» Work required: Write out the material below exactly, with no line missing.

» Data extract:
-- Opening Marker --

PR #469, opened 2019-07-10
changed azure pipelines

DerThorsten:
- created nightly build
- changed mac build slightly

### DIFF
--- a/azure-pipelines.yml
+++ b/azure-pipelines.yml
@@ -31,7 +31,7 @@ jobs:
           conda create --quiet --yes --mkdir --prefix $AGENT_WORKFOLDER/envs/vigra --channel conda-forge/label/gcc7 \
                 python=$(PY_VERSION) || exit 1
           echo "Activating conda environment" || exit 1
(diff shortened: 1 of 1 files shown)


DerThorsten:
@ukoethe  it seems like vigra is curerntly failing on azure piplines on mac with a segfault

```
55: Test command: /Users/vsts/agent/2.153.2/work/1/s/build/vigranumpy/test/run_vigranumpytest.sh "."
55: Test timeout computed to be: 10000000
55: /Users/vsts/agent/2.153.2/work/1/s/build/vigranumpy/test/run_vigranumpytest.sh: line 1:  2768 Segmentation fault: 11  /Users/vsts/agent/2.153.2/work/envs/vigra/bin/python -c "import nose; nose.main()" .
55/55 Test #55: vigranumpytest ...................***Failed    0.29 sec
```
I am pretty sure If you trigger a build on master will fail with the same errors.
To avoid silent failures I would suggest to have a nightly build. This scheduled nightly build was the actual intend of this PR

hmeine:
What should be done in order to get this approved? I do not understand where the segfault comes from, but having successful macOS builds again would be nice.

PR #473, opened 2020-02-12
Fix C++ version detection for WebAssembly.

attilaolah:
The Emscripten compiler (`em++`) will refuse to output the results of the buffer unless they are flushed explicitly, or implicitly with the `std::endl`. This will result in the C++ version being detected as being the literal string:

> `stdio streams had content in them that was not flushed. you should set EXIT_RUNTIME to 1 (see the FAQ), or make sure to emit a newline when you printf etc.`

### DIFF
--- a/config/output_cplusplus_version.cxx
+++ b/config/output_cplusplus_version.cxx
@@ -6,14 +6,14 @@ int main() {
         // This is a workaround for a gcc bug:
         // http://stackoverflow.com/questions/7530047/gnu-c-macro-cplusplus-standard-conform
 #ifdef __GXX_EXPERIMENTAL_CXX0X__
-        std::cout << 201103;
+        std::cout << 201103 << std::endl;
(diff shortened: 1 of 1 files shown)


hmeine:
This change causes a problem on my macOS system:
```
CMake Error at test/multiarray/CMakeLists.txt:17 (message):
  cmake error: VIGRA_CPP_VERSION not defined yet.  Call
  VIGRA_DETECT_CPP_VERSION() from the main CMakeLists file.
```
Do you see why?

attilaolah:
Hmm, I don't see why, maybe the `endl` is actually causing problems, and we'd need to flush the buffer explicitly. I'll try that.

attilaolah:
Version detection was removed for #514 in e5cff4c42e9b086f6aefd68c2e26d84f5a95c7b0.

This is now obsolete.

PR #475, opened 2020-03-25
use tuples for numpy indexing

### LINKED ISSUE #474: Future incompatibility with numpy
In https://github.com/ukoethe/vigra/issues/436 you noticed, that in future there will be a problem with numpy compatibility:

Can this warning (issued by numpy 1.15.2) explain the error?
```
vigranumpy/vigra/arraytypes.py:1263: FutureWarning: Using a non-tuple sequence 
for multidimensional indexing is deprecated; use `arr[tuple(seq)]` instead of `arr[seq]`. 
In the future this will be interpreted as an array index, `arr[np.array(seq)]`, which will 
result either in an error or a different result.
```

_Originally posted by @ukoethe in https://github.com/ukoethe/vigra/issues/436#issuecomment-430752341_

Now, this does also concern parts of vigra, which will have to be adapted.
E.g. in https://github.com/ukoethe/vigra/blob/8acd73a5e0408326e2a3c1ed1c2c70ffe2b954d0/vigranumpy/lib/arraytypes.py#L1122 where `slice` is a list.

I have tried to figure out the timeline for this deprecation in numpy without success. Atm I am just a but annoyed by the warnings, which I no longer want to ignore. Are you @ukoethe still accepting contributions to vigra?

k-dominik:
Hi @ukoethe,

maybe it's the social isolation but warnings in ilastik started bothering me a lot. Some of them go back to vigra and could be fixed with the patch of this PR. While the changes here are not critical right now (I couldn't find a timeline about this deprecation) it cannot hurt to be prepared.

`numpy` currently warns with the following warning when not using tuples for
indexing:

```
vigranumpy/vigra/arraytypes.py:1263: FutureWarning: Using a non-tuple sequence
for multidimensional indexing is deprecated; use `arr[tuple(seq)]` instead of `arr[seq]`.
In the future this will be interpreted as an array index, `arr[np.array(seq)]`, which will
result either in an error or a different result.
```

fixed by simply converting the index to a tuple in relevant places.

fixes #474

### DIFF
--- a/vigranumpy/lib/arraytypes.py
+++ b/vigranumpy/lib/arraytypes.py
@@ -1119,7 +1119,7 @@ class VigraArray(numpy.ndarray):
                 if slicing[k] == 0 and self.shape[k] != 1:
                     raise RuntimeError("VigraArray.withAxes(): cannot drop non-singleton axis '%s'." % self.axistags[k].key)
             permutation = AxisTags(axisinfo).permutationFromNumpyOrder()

-- Closing Marker --

» Answer for the task:
PR #469, opened 2019-07-10
changed azure pipelines

DerThorsten:
- created nightly build
- changed mac build slightly

### DIFF
--- a/azure-pipelines.yml
+++ b/azure-pipelines.yml
@@ -31,7 +31,7 @@ jobs:
           conda create --quiet --yes --mkdir --prefix $AGENT_WORKFOLDER/envs/vigra --channel conda-forge/label/gcc7 \
                 python=$(PY_VERSION) || exit 1
           echo "Activating conda environment" || exit 1
(diff shortened: 1 of 1 files shown)


DerThorsten:
@ukoethe  it seems like vigra is curerntly failing on azure piplines on mac with a segfault

```
55: Test command: /Users/vsts/agent/2.153.2/work/1/s/build/vigranumpy/test/run_vigranumpytest.sh "."
55: Test timeout computed to be: 10000000
55: /Users/vsts/agent/2.153.2/work/1/s/build/vigranumpy/test/run_vigranumpytest.sh: line 1:  2768 Segmentation fault: 11  /Users/vsts/agent/2.153.2/work/envs/vigra/bin/python -c "import nose; nose.main()" .
55/55 Test #55: vigranumpytest ...................***Failed    0.29 sec
```
I am pretty sure If you trigger a build on master will fail with the same errors.
To avoid silent failures I would suggest to have a nightly build. This scheduled nightly build was the actual intend of this PR

hmeine:
What should be done in order to get this approved? I do not understand where the segfault comes from, but having successful macOS builds again would be nice.

PR #473, opened 2020-02-12
Fix C++ version detection for WebAssembly.

attilaolah:
The Emscripten compiler (`em++`) will refuse to output the results of the buffer unless they are flushed explicitly, or implicitly with the `std::endl`. This will result in the C++ version being detected as being the literal string:

> `stdio streams had content in them that was not flushed. you should set EXIT_RUNTIME to 1 (see the FAQ), or make sure to emit a newline when you printf etc.`

### DIFF
--- a/config/output_cplusplus_version.cxx
+++ b/config/output_cplusplus_version.cxx
@@ -6,14 +6,14 @@ int main() {
         // This is a workaround for a gcc bug:
         // http://stackoverflow.com/questions/7530047/gnu-c-macro-cplusplus-standard-conform
 #ifdef __GXX_EXPERIMENTAL_CXX0X__
-        std::cout << 201103;
+        std::cout << 201103 << std::endl;
(diff shortened: 1 of 1 files shown)


hmeine:
This change causes a problem on my macOS system:
```
CMake Error at test/multiarray/CMakeLists.txt:17 (message):
  cmake error: VIGRA_CPP_VERSION not defined yet.  Call
  VIGRA_DETECT_CPP_VERSION() from the main CMakeLists file.
```
Do you see why?

attilaolah:
Hmm, I don't see why, maybe the `endl` is actually causing problems, and we'd need to flush the buffer explicitly. I'll try that.

attilaolah:
Version detection was removed for #514 in e5cff4c42e9b086f6aefd68c2e26d84f5a95c7b0.

This is now obsolete.

PR #475, opened 2020-03-25
use tuples for numpy indexing

### LINKED ISSUE #474: Future incompatibility with numpy
In https://github.com/ukoethe/vigra/issues/436 you noticed, that in future there will be a problem with numpy compatibility:

Can this warning (issued by numpy 1.15.2) explain the error?
```
vigranumpy/vigra/arraytypes.py:1263: FutureWarning: Using a non-tuple sequence 
for multidimensional indexing is deprecated; use `arr[tuple(seq)]` instead of `arr[seq]`. 
In the future this will be interpreted as an array index, `arr[np.array(seq)]`, which will 
result either in an error or a different result.
```

_Originally posted by @ukoethe in https://github.com/ukoethe/vigra/issues/436#issuecomment-430752341_

Now, this does also concern parts of vigra, which will have to be adapted.
E.g. in https://github.com/ukoethe/vigra/blob/8acd73a5e0408326e2a3c1ed1c2c70ffe2b954d0/vigranumpy/lib/arraytypes.py#L1122 where `slice` is a list.

I have tried to figure out the timeline for this deprecation in numpy without success. Atm I am just a but annoyed by the warnings, which I no longer want to ignore. Are you @ukoethe still accepting contributions to vigra?

k-dominik:
Hi @ukoethe,

maybe it's the social isolation but warnings in ilastik started bothering me a lot. Some of them go back to vigra and could be fixed with the patch of this PR. While the changes here are not critical right now (I couldn't find a timeline about this deprecation) it cannot hurt to be prepared.

`numpy` currently warns with the following warning when not using tuples for
indexing:

```
vigranumpy/vigra/arraytypes.py:1263: FutureWarning: Using a non-tuple sequence
for multidimensional indexing is deprecated; use `arr[tuple(seq)]` instead of `arr[seq]`.
In the future this will be interpreted as an array index, `arr[np.array(seq)]`, which will
result either in an error or a different result.
```

fixed by simply converting the index to a tuple in relevant places.

fixes #474

### DIFF
--- a/vigranumpy/lib/arraytypes.py
+++ b/vigranumpy/lib/arraytypes.py
@@ -1119,7 +1119,7 @@ class VigraArray(numpy.ndarray):
                 if slicing[k] == 0 and self.shape[k] != 1:
                     raise RuntimeError("VigraArray.withAxes(): cannot drop non-singleton axis '%s'." % self.axistags[k].key)
             permutation = AxisTags(axisinfo).permutationFromNumpyOrder()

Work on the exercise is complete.